Can Amd Snap Its Losing Streak?
Things finally seemed to be going well for Intel Corp.'s archrival, Advanced Micro Devices Inc. Its K6 microprocessor, acquired when AMD bought boutique chip designer NexGen Inc., was unveiled in April to great acclaim. AMD Chairman W. Jerry Sanders III predicted that his company's new $2 billion Austin (Tex.) semiconductor plant could churn out 4.5 million K6 chips this year, on its way to earning AMD a 30% slice of the Intel-compatible processor market by 2001.
Oops. Manufacturing the K6 in high volumes has turned out to be yet another sobering challenge for AMD. Over the past two quarters, snafus in the process of layering silicon and chemicals has resulted in too few chips that are up to snuff. Analysts estimate that less than 50% of K6 chips etched onto each wafer of silicon pass muster, compared with an estimated 61% for Intel's Pentium MMX chips. What's more, those that do work are not as speedy as AMD had hoped, which means they sell for less money. Sanders is contrite. "We're behind on our learning curve," he says. "Ergo, a wider loss."
Indeed, AMD lost $38 million in the third quarter ended Sept. 28. Its stock, once buoyed by investor optimism over the K6's prospects, is now trading at 22, less than half its 52-week high of 48 1/2 last March. "AMD is exhibiting frightening incompetence," says Peter Christy, president of researcher Micro Design Resources.
Complicating the Sunnyvale, (Calif.) chipmaker's situation, Intel has slashed its own prices on Pentiums by up to 58%--and a lot faster than AMD expected. That has collapsed the price umbrella that AMD hoped would let it reap big profits off chips it sells for 25% less than Intel's.
NEW DIMENSION. But don't count AMD out. Sanders has a two-prong strategy for a comeback. First, he's betting that the company can solve its production problems by shrinking the K6 to get more processors out of each silicon wafer.
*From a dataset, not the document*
PR #653, opened 2026-08-12
fix(repositories): invalidate SecurityException cache on CRD changes

### LINKED ISSUE #652: Invalidate SecurityException caches when CRDs change
# Description

`GetSecurityExceptions` in `repositories/apiserver.go` currently caches raw `SecurityException` and `ClusterSecurityException` `List()` results by TTL only. That avoids repeated API calls between scans, but it leaves a stale window where scans can continue using outdated suppression data until the cache entry expires.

This approach requires circuits only 0.25 microns across--some 1/400th the width of a human hair--and promises to yield twice as many chips per wafer as today's 0.35-micron process. Sanders hopes to convert entirely to 0.25-micron technology by June, 1998. That's why he's sticking with his goal of selling 15 million K6 chips next year, or about 14% of the Intel-compatible chip market. Analysts estimate that should help drive earnings to $194 million in 1998.
Can Sanders do it? Analysts concede that moving to a 0.25-micron process will increase the number of chips per wafer and boost their speed. But "if they can't get it right on 0.35 micron, they're absolutely going to have problems hitting 0.25," says analyst Jon Joseph of Montgomery Securities.
AMD has another chip up its sleeve, anyway. By the second quarter of next year, Sanders promises to roll out the K6 3D, which adds three-dimensional graphics processing onto the chip for eye-popping images. Sanders already has one taker: On Nov. 17, DreamWorks Interactive announced it will develop a game called Trespasser, a digital sequel to The Lost World: Jurassic Park, tuned for the K6 3D. Later in the year, AMD will deliver the K6 3D+, a higher-performance version that promises even more power.
It sounds good--if AMD can deliver in the volumes that personal-computer makers need. The company has signed up 100 customers for the K6, including IBM and Acer. While major PC makers such as Hewlett-Packard Co. already use AMD's older K5, they haven't jumped to the new chip. Analysts say that Compaq Computer and HP have discussed using the chip as soon as AMD can guarantee volume delivery of 233-Mhz K6 parts.
That would boost AMD's credibility at a crucial time. AMD isn't the only one challenging Intel these days. The new battleground: the fast-growing market for under-$1,000 PCs. This year, Cyrix Corp. has grabbed an 18% market share in the low end vs. AMD's 2.5%. And Integrated Device Technology's Centaur C6 chip could make inroads in 1998. With rivals nipping from all directions, Sanders had better get it right this time.